Issue #1198, opened 2019-03-29
Using Ctrl + a in Firefox, the toolbar is centered on editor and not selected text


fortunatomaldonado:
**Do you want to request a *feature* or report a *bug*?**
Bug
**What is the current behavior?**
Using Ctrl + a in Firefox, the toolbar is centered on editor and not selected text
**If the current behavior is a bug, please provide the steps to reproduce and if possible a minimal demo of the problem.**
1. Go to AE Demo in Firefox
2. Clear all the content in the content editor
3. Add any text "This is a sentence"
4. Click on text and use Ctrl + a to highlight all the text

Result: The toolbar will appear centered on the editor and not the text.

**What is the expected behavior?**
The expected result would be the toolbar be centered on the text
**Which versions of alloy-editor, and which browser / OS are affected by this issue? Did this work in previous versions?**
Master, Firefox
https://issues.liferay.com/browse/LPS-92977

julien:
@fortunatomaldonado I had a look at https://issues.liferay.com/browse/PTR-747, and it looks like fixing this issue won't actually fix the other problem because the "toolbar" moves all the time, I'll still give it a shot though

PR #1223, opened 2019-04-09
fix: fix selection-region for Firefox

julien:


julien:
@wincent the issue is #1198, however this is probably not the correct fix so I'm closing this for now.

Issue #1224, opened 2019-04-15
Drag Handles Disappear During Resizing on IE11


gregory-bretall:
**Do you want to request a *feature* or report a *bug*?**
Report a bug

**What is the current behavior?**
While resizing an image on IE11, if your cursor leaves the bounds of the image while resizing, the drag handles will disappear.

**If the current behavior is a bug, please provide the steps to reproduce and if possible a minimal demo of the problem.**
Not currently reproducible in standalone AlloyEditor from what I can tell since the only build steps for AlloyEditor I could find locally do not transpile ES6, making it not work on IE11.

Steps for working environments should be as follows:
1. Add an image to AlloyEditor on IE11.
2. Resize the image using the drag handles.
3. Drag back and forth so that your cursor leaves the bounds of the image

Expected Results: When the cursor leaves the bounds of the image, the drag handles remain on the screen.
Actual Results: When the cursor leaves the bounds of the image, the drag handles disappear, even while still resizing.

**What is the expected behavior?**
While resizing, the drag handles should always appear on screen, regardless of cursor position.

**Which versions of alloy-editor, and which browser / OS are affected by this issue? Did this work in previous versions?**
This affects IE11 on AlloyEditor Master and 2.x as well as 1.x.

julien:
Hi @gregory-bretall,

Thanks for reporting this issue.
We will look into it.

Also, just so you know, the alloy-editor demo does work in IE11.

You can use:

`yarn start`

To start a local development server (it will use port 9000)

And

`yarn build`

To build a production ready version.

You can see this in the following .gif image

![2019-04-16-alloyeditor-demo-ie11](https://user-images.githubusercontent.com/5572/56192304-5c036800-602e-11e9-915a-56240aa99095.gif)

Thanks

julien:
Closed in:
master by [2a47932e57a8e8fda6cd33629fd4c5e5b0a89c75](https://github.com/liferay/alloy-editor/commit/2a47932e57a8e8fda6cd33629fd4c5e5b0a89c75) 
and in 1.x by [f0fbcf9f1f3789acb340512b8c720c33c29ce80c](https://github.com/julien/alloy-editor/commit/f0fbcf9f1f3789acb340512b8c720c33c29ce80c)

PR #1225, opened 2019-04-15
#1224 cke_image_resizing class is added to containing parent span for…

gregory-bretall:
…s image resizer, change selector so drag handles don't disappear while resizing

Fix for https://github.com/liferay/alloy-editor/issues/1224

Can't reproduce this issue in standalone AlloyEditor on IE11 because the only build steps I found for building AlloyEditor did not transpile ES6 into ES5 for some reason, making AlloyEditor in general not work correctly on IE11. I did, however, include steps in the case that you are able to get AlloyEditor to properly work on IE11.

Please let me know if there are any issues with the procedure here.

Related LPS: https://issues.liferay.com/browse/LPS-94092

### DIFF
--- a/src/plugins/dragresize_ie11.js
+++ b/src/plugins/dragresize_ie11.js
@@ -79,7 +79,7 @@
 					'right:auto;' +
 					'}' +
 					'.cke_widget_wrapper:hover .cke_image_resizer,' +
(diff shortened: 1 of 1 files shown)


julien:
Just started reviewing :)

Issue #1227, opened 2019-04-17
Live website demo is not working in IE11


blzaugg:
**Do you want to request a *feature* or report a *bug*?**
Bug

**What is the current behavior?**
The live demo on the website does not work in IE11, and errors in the browser console.

**If the current behavior is a bug, please provide the steps to reproduce and if possible a minimal demo of the problem.**
1. Open IE11 to https://www.alloyeditor.com/
2. Scroll down to inline editor.
3. Attempt to edit content or interact with the editor

**What is the expected behavior?**
Should be able to edit content and interact with the editor.

**Which versions of alloy-editor, and which browser / OS are affected by this issue? Did this work in previous versions?**
Internet Explorer 11 on Windows 7

blzaugg:
![AlloyEditor com in IE11](https://user-images.githubusercontent.com/1626739/56315798-86782280-610d-11e9-9cf8-0302f1315467.gif)

wincent:
Thanks for catching this @blzaugg. Looks like we need to add a polyfill. The website is just including "alloy-editor/alloy-editor-all-min.js" and expecting everything to be rosy but evidently that's not enough.

wincent:
Ok, fix is [now deployed to gh-pages branch](https://github.com/liferay/alloy-editor/commit/caf88fe0b490d9908e3323009f57ea716c1c3ef0). Unfortunately you can't see it on [the live site](https://www.alloyeditor.com/) and in fact the live site is down right now due to a misconfigured CNAME. I've opened an IT ticket to get that fixed.

PR #1230, opened 2019-04-22
fix: make demo less broken on IE (#1227)

wincent:
Fixes two issues:

- Lack of polyfills that were cause the demo to blow up on IE 11; note that "Gatsby only automatically add polyfills for your code (and not for your project's dependencies in node_modules) at the moment." - that is why we have to manually add the polyfill rather than relying on "babel-preset-gatsby" and a ".babelrc" which sets "targets".
  - https://www.gatsbyjs.org/docs/browser-support/#polyfills
- The "browser-monads" package -- which enables you to access `window` and `document` without checking they exist, was pulling in "nothing-mock" which uses `Proxy` without first checking for its existence (how ironic); seeing as it can't be polyfilled, this was causing IE to throw an error.
  - https://www.npmjs.com/package/browser-monads
  - https://www.npmjs.com/package/nothing-mock

Test plan: `yarn build && yarn serve`, then hit http://10.0.2.2:9000/ from IE 11 running in a VirtualBox machine. No more errors and the demo kind of works. Still need an svg4everybody polyfill to make the icons show up, but I'll deal with that in another commit, which is why I am labeling this one as "Related:" and not "Closes":.

Related: https://github.com/liferay/alloy-editor/issues/1227


wincent:
@eduardoallegrini: We might have this same kind of issue on other sites that use the boilerplate; I haven't checked yet though.

blzaugg:
Should polyfils be applied at the end project level (AlloyEditor.com), or the Library level (Alloy Editor)?

blzaugg:
+1 for "less broken"

wincent:
> Should polyfills be applied at the end project level (AlloyEditor.com), or the Library level (Alloy Editor)?

I'd say library level because it provides flexibility: if your user base isn't on legacy browsers, you skip the polyfill, and if it is, you include it. This is effectively how we use it in Liferay DXP (ie. we deploy the library, and we make sure that old browsers get served a polyfill).

julien:
Just started reviewing :)

blzaugg:
Can we document (in Alloy Editor) what's "recommended", in regard to polyfills, for use in projects (AlloyEditor.com, Portal, etc.)?

Also, how can we claim "Works on IE9+", when the polyfills, are not included?

jbalsas:
Many of the polyfills are needed for the site, not for the editor, but yeah, we should document which ones like `svg4everybody` are actually necessary in IE.

> Also, how can we claim "Works on IE9+", when the polyfills, are not included?

Let's not. 2.x branch should be only IE11. We can certainly update the copy in the site

wincent:
> Let's not. 2.x branch should be only IE11.

That's right. For some context, we made the explicit decision to have AlloyEditor support the same versions as declared in the DXP compatibility matrix (which means IE11 is supported). 7.0 mentions "limited support" for older IE, but I think it's best not to muddy the waters by mentioning partial/unofficial support for IE9 on one of the branches. I'll update the website.

Issue #1228, opened 2019-04-19
Advanced Editing Demo fails with console errors in IE11


blzaugg:
**Do you want to request a *feature* or report a *bug*?**
Bug

**What is the current behavior?**
Demo doesn't work and console errors in browser
```
SCRIPT1002: Syntax error
File: alloy-editor-all.js, Line: 36086, Column: 21
SCRIPT5009: 'AlloyEditor' is undefined
File: localhost:9000, Line: 109, Column: 13
```

**If the current behavior is a bug, please provide the steps to reproduce and if possible a minimal demo of the problem.**
1. Following the steps from [Build it](https://www.alloyeditor.com/docs/develop/how-to-build-it.html) 
```
$ yarn install
$ yarn build
$ yarn start
```
2. Open http://localhost:9000/ in IE 11

**What is the expected behavior?**
Demo works with no console errors.

**Which versions of alloy-editor, and which browser / OS are affected by this issue? Did this work in previous versions?**
Windows 7 Internet Explorer 11

blzaugg:
![Advanced Editing Demo IE 11](https://user-images.githubusercontent.com/1626739/56399014-8a38a180-6200-11e9-84af-9be72ec57b9a.gif)

blzaugg:
The syntax error is from an arrow function that isn't transpiled to ES5:
```js
module.exports = () => {
	return {
		code: `module.exports = ${JSON.stringify(version)};`,
	};
};
```

wincent:
Thanks for reporting this @blzaugg!

> The syntax error is from an arrow function that isn't transpiled to ES5:

I'm not sure if that's the function though; that file should only be evaluated as part of the build process, and should never wind up in the browser. We'll dig into it further though.

wincent:
I'm afraid I can't repro this on IE 11 @blzaugg. Any ideas what might be needed to trigger? (I'm using IE 11 in a VirtualBox VM, hitting the webpack dev server that you get with `yarn start` on port 9000.

![Screen Shot 2019-04-23 at 16 53 42](https://user-images.githubusercontent.com/7074/56591209-95b50f80-65e8-11e9-861d-ec4309fa4549.png)

gregory-bretall:
@wincent I was able to reproduce this on the most up to date master branch from today of alloy-editor, just by using yarn start. Not quite sure what the difference here is unless it's testing IE11 on Windows 10 potentially?

wincent:
[...]

PR #1236, opened 2019-04-23
fix: console errors in Windows-based build (#1228)

wincent:
It turns out that the "test" property in the Webpack build needs to be in a different format on Windows, otherwise it never matches, which means that our file at "scripts/build/version.js" doesn't pass through the val-loader, and in turn means that we produce untransformed output that IE 11 will choke on (an arrow function, and even if we fixed it, it would probably choke on the backticks).

You can make the build work on Windows by passing `path.resolve('scripts/build/version.js')` instead; this produces an absolute path with the appropriate Windows-style backslashes. But then the build doesn't work on macOS. If you try to make it a relative path (`path.relative('', path.resolve(...))`) then Webpack rejects it.

So, the solution is to make a RegExp with the backslashes (if present) escaped.

Test plan: build on macOS and Windows (with `yarn build`, `yarn start`) and confirm console errors are gone and version is correctly transpiled. Note that the demo misbehaves still on IE 11 (not console errors, but some misbehavior of the editor itself, but I think that's expected).

Closes: https://github.com/liferay/alloy-editor/issues/1228

### DIFF
--- a/webpack.common.js
+++ b/webpack.common.js
@@ -11,6 +11,16 @@ function toAbsolute(rootRelativePath) {
 	return path.join(__dirname, rootRelativePath);
 }
 
+/**
+ * For windows compatibility, we need to use windows path separators for webpack
+ * "test" properties.
+ */
+function toTestRegExp(file) {
+	return new RegExp(
+		file.split('/').join(path.sep).replace(/\\/g, '\\')
+	);
+}
+
 const base = {
 	/**
 	 * https://webpack.js.org/configuration/entry-context/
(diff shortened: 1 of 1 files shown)


blzaugg:
Can we use `path.normalize(p)`?
https://millermedeiros.github.io/mdoc/examples/node_api/doc/path.html#path.normalize

wincent:
Ah yes, `path.normalize()` is probably better than `split()` + `join()`, but we'll still need to use `replace()` to prepare the regular expression (because we have to pass a regular expression, and not a string).

wincent:
CI failures are spurious and will be fixed by https://github.com/liferay/alloy-editor/pull/1238

julien:
Just started reviewing :)

Issue #1237, opened 2019-04-24
Don't run Travis builds with Node v12


wincent:
Travis builds blow up because node-sass is not compatible with the just-released Node v12.

wincent:
For reference, the upstream node-sass issue is: https://github.com/sass/node-sass/issues/2632

PR #1239, opened 2019-04-24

_ _ _ _

Your task »
Everything from the line with "1. Add an image to AlloyEditor on IE11." through the line with "Fix for https://github.com/liferay/alloy-editor/issues/1224" in the listing above must be retyped exactly, with nothing added.

Exercise solution »
1. Add an image to AlloyEditor on IE11.
2. Resize the image using the drag handles.
3. Drag back and forth so that your cursor leaves the bounds of the image

Expected Results: When the cursor leaves the bounds of the image, the drag handles remain on the screen.
Actual Results: When the cursor leaves the bounds of the image, the drag handles disappear, even while still resizing.

**What is the expected behavior?**
While resizing, the drag handles should always appear on screen, regardless of cursor position.

**Which versions of alloy-editor, and which browser / OS are affected by this issue? Did this work in previous versions?**
This affects IE11 on AlloyEditor Master and 2.x as well as 1.x.

julien:
Hi @gregory-bretall,

Thanks for reporting this issue.
We will look into it.

Also, just so you know, the alloy-editor demo does work in IE11.

You can use:

`yarn start`

To start a local development server (it will use port 9000)

And

`yarn build`

To build a production ready version.

You can see this in the following .gif image

![2019-04-16-alloyeditor-demo-ie11](https://user-images.githubusercontent.com/5572/56192304-5c036800-602e-11e9-915a-56240aa99095.gif)

Thanks

julien:
Closed in:
master by [2a47932e57a8e8fda6cd33629fd4c5e5b0a89c75](https://github.com/liferay/alloy-editor/commit/2a47932e57a8e8fda6cd33629fd4c5e5b0a89c75) 
and in 1.x by [f0fbcf9f1f3789acb340512b8c720c33c29ce80c](https://github.com/julien/alloy-editor/commit/f0fbcf9f1f3789acb340512b8c720c33c29ce80c)

PR #1225, opened 2019-04-15
#1224 cke_image_resizing class is added to containing parent span for…

gregory-bretall:
…s image resizer, change selector so drag handles don't disappear while resizing

Fix for https://github.com/liferay/alloy-editor/issues/1224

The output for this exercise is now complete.